Top of RECORDS FOR THE EXERCISE
PR #2709, opened 2026-08-29
fix(mcp): support root module imports for mcpadapt package layout (#2576)

### LINKED ISSUE #2576: BUG: MCP doesn't work with `mcp >= 2.0`

teddiesloco:
## Summary
- Fixes #2576 by adding fallback import handling for `mcpadapt` when `MCPAdapt` and `SmolAgentsAdapter` are exported at the root module level.
- Ensures compatibility across different package layouts of `mcpadapt`.

## Test Plan
- Verified safe fallback resolution in both `MCPClient` and `ToolCollection.from_mcp`.

### DIFF
--- a/src/smolagents/mcp_client.py
+++ b/src/smolagents/mcp_client.py
@@ -103,8 +103,11 @@ class MCPClient:
         try:
             from mcpadapt.core import MCPAdapt
             from mcpadapt.smolagents_adapter import SmolAgentsAdapter
-        except ModuleNotFoundError:
-            raise ModuleNotFoundError("Please install 'mcp' extra to use MCPClient: `pip install 'smolagents[mcp]'`")
+        except ImportError:
+            try:
+                from mcpadapt import MCPAdapt, SmolAgentsAdapter
+            except ImportError:
+                raise ModuleNotFoundError("Please install 'mcp' extra to use MCPClient: `pip install 'smolagents[mcp]'`")
         if isinstance(server_parameters, dict):
             transport = server_parameters.get("transport")
             if transport is None:
--- a/src/smolagents/tools.py
+++ b/src/smolagents/tools.py
@@ -1037,9 +1037,13 @@ class ToolCollection:
             from mcpadapt.core import MCPAdapt
             from mcpadapt.smolagents_adapter import SmolAgentsAdapter
         except ImportError:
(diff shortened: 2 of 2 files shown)


src/smolagents/mcp_client.py
```diff
@@ -103,8 +103,11 @@ def __init__(
         try:
             from mcpadapt.core import MCPAdapt
             from mcpadapt.smolagents_adapter import SmolAgentsAdapter
-        except ModuleNotFoundError:
-            raise ModuleNotFoundError("Please install 'mcp' extra to use MCPClient: `pip install 'smolagents[mcp]'`")
+        except ImportError:
```
Jokasa7, line 106: This broad `except ImportError` catches the exact MCP 2.x compatibility failure reported in #2576: `mcpadapt.core` imports the removed `streamablehttp_client` symbol. The fallback cannot recover because released `mcpadapt==0.1.20`, current main, and the grll/mcpadapt#89 head do not export `MCPAdapt` or `SmolAgentsAdapter` from the package root. The inner handler therefore turns an installed-but-incompatible extra into “Please install 'mcp' extra”. Please preserve non-layout `ImportError`s (and mirror that behavior in `ToolCollection.from_mcp`), or constrain `mcp<2` until grll/mcpadapt#89 is released, and add a regression test for this dependency matrix.

Jokasa7 (commented):
Thanks for trying to keep this import compatible across `mcpadapt` layouts. I traced the reported failure through the versions currently admitted by the `mcp` extra. The proposed root-package fallback cannot handle the MCP 2.x failure from #2576, and the broad handler changes that compatibility error into an inaccurate installation instruction.

The released `mcpadapt==0.1.20` package, its current main branch, and the current grll/mcpadapt#89 head do not export `MCPAdapt` or `SmolAgentsAdapter` from `mcpadapt.__init__`. As a result, when `mcpadapt.core` raises the transport-symbol `ImportError`, the fallback import also fails and reports that the extra is missing even though it is installed. This needs to preserve non-layout `ImportError`s or temporarily constrain the incompatible dependency, with a regression test for the dependency matrix. The same distinction applies to the analogous change in `ToolCollection.from_mcp`.

PR #2711, opened 2026-08-30
fix(executor): prevent ThreadPool deadlock on execution timeout (#2464)

### LINKED ISSUE #2464: BUG: `local_python_executor.timeout()` deadlocks when the wrapped call hangs forever

sdageltc:
### Summary

Fixes #2464: Prevent `local_python_executor.timeout()` from deadlocking when a worker thread hangs on infinite loops or network timeouts.

### Problem
Wrapping execution in `with ThreadPoolExecutor(...)` forces a blocking `executor.shutdown(wait=True)` upon exiting the context. When worker code is stuck in a blocking syscall or CPU loop (e.g. hung network requests or `while True`), the process freezes indefinitely instead of raising `ExecutionTimeoutError`.

### Solution
- Replaced context-managed shutdown with explicit non-blocking `executor.shutdown(wait=False, cancel_futures=True)` on timeout, ensuring `ExecutionTimeoutError` raises immediately without waiting for stuck worker threads.
- Added regression test `test_timeout_decorator_does_not_block_on_hanging_thread` asserting immediate release on hanging threads.

### Testing
- `pytest tests/test_local_python_executor.py -k TestTimeout` (11/11 PASSED).


sdageltc:
Closing — apologies, I see PR #2465 and #2653 are already open addressing #2464.

PR #2719, opened 2026-09-01
Fix max_steps=0 being silently ignored

### LINKED ISSUE #2458: BUG: max_steps=0 silently ignored due to falsy-value or operator

MozartofCode:
## Summary

Fixes #2458.

`MultiStepAgent.run()` used:

```python
max_steps = max_steps or self.max_steps
```

`0` is falsy in Python, so calling `agent.run(task, max_steps=0)` silently fell back to the agent's configured default instead of running zero steps. Changed to an explicit `is not None` check.

Fixing that surfaced a second, previously unreachable bug: with `max_steps=0`, `_run_stream`'s main `while` loop never executes, so the loop-local `action_step` variable is never assigned. The max-steps-reached branch after the loop unconditionally tried to `yield action_step`, raising `UnboundLocalError` instead of returning a clean max-steps result. Fixed by initializing `action_step = None` before the loop and guarding the re-yield.

## Test plan

- [x] Added `test_max_steps_zero_is_respected` in `tests/test_agents.py`, asserting `max_steps=0` runs zero action steps and returns a max-steps-reached result
- [x] Verified the new test fails against the unmodified code (`max_steps or self.max_steps`) and passes with the fix
- [x] Full suite: `pytest tests/` — 956 passed, 66 skipped, 0 failed (the only local failure, `test_import_smolagents_without_extras`, requires the `uv` binary and reproduces identically on unmodified upstream `main`, unrelated to this change)
- [x] `ruff check` / `ruff format --check` clean on changed files

🤖 This PR was prepared with the assistance of Claude Code (I've reviewed the diff, run the tests myself, and stand behind the change).


VANDRANKI (approved):
I read the full diff in `src/smolagents/agents.py` and the new test.

Two related fixes:

1. `run()` had `max_steps = max_steps or self.max_steps`. Since `0` is falsy in Python, calling `agent.run(task, max_steps=0)` silently discarded the caller's `0` and used `self.max_steps` instead, so "run zero steps" actually ran the agent's full configured step budget. Changed to `max_steps if max_steps is not None else self.max_steps`, which only falls back when the caller didn't pass anything. I confirmed `0` is the only falsy int this affects in practice (negative values aren't a realistic input here).

2. In `_run_stream`, once the `or` bug is fixed, `max_steps=0` means the `while` loop's condition (`self.step_number <= max_steps`, i.e. `1 <= 0`) is false on the very first check, so the loop body never runs and `action_step` is never assigned. The following block unconditionally did `yield action_step` when the step budget was exhausted, which would have raised `NameError: action_step referenced before assignment` for this exact case. The fix initializes `action_step = None` before the loop and guards the yield with `if action_step is not None`. I checked that this doesn't change behavior for `max_steps >= 1`, since in that case the loop always runs at least once and assigns `action_step` before the guard is reached.

The new test `test_max_steps_zero_is_respected` uses `FakeCodeModelNoReturn` (never terminates on its own) with `max_steps=5` on the agent but `max_steps=0` passed to `run()`, and asserts exactly 2 memory steps (task + final answer, no action steps) and an `AgentMaxStepsError`. That's the right test for this fix: it would fail on the old `or` behavior (which would run up to 5 steps, not 0) and would raise `NameError` on the old `_run_stream` without the `action_step = None` guard.

I traced this end to end and I'm confident it's correct.

This is a community review and does not clear the merge gate.

PR #2723, opened 2026-09-01
docs: document authorized_imports and max_print_outputs_length in evaluate_python_code

### LINKED ISSUE #2372: DOC: `evaluate_python_code` docstring is missing two parameters
**Problem**
While going through `local_python_executor.py`, I noticed that `evaluate_python_code()` takes 7 parameters, but only 5 of them are documented in the docstring. `authorized_imports` and `max_print_outputs_length` are both missing from the `Args` section.

**Location of the documentation**
- Function/Class/Method name: `evaluate_python_code` in `src/smolagents/local_python_executor.py`
- URL: https://github.com/huggingface/smolagents/blob/main/src/smolagents/local_python_executor.py

**Suggested improvement**
Add docstring entries for both, something like:

```python
authorized_imports (`list[str]`):
    List of module names that the evaluated code is allowed to import.
    Defaults to `BASE_BUILTIN_MODULES`.
max_print_outputs_length (`int`, *optional*, defaults to `DEFAULT_MAX_LEN_OUTPUT`):
    Maximum length of captured print outputs before they get truncated.
```

`authorized_imports` in particular seems worth documenting well since it's the main way users control what the sandboxed code can/can't import.

-

### Checklist
- [x] I have searched the existing issues and have not found a similar issue.

I am working on this issue and will soon raise a PR

LeonxLJX:
Closes #2372

## Why this fix is correct
`evaluate_python_code` declares 7 parameters but the docstring's `Args:` block only documented 5. `authorized_imports` and `max_print_outputs_length` were missing, so API docs rendered an incomplete signature. Both entries mirror the function's actual defaults (`BASE_BUILTIN_MODULES`, `DEFAULT_MAX_LEN_OUTPUT`) and are placed in signature order.

## Alternatives I considered
- Using `*optional*` markers consistent with the existing `timeout_seconds` entry — adopted that convention so the style is uniform.
- Adding them at the end of the docstring — rejected to keep the order aligned with the function signature.

## Suggested for maintainers
Pure docstring change, no behavior impact. If you run `ruff`/docstring linters in CI, this also removes a potential `D417`-style "undocumented parameter" warning.


LeonxLJX:
Bumping this for visibility. Docs addition for `authorized_imports` and `max_print_outputs` — these two flags are referenced in the code and in a couple of blog posts but never made it into the API reference. I documented them under the `CodeAgent`/`ToolCallingAgent` sections with examples lifted from the test suite (rather than invented) so the docs match real usage. CI is green on the docs build matrix. Happy to revise if maintainers want a different placement.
Bottom of RECORDS FOR THE EXERCISE
EXERCISE PROMPT ▸ Read each line of the data and count the ones that include "silently", answering with the number alone.

ANSWER TO THE PROBLEM ▸ 4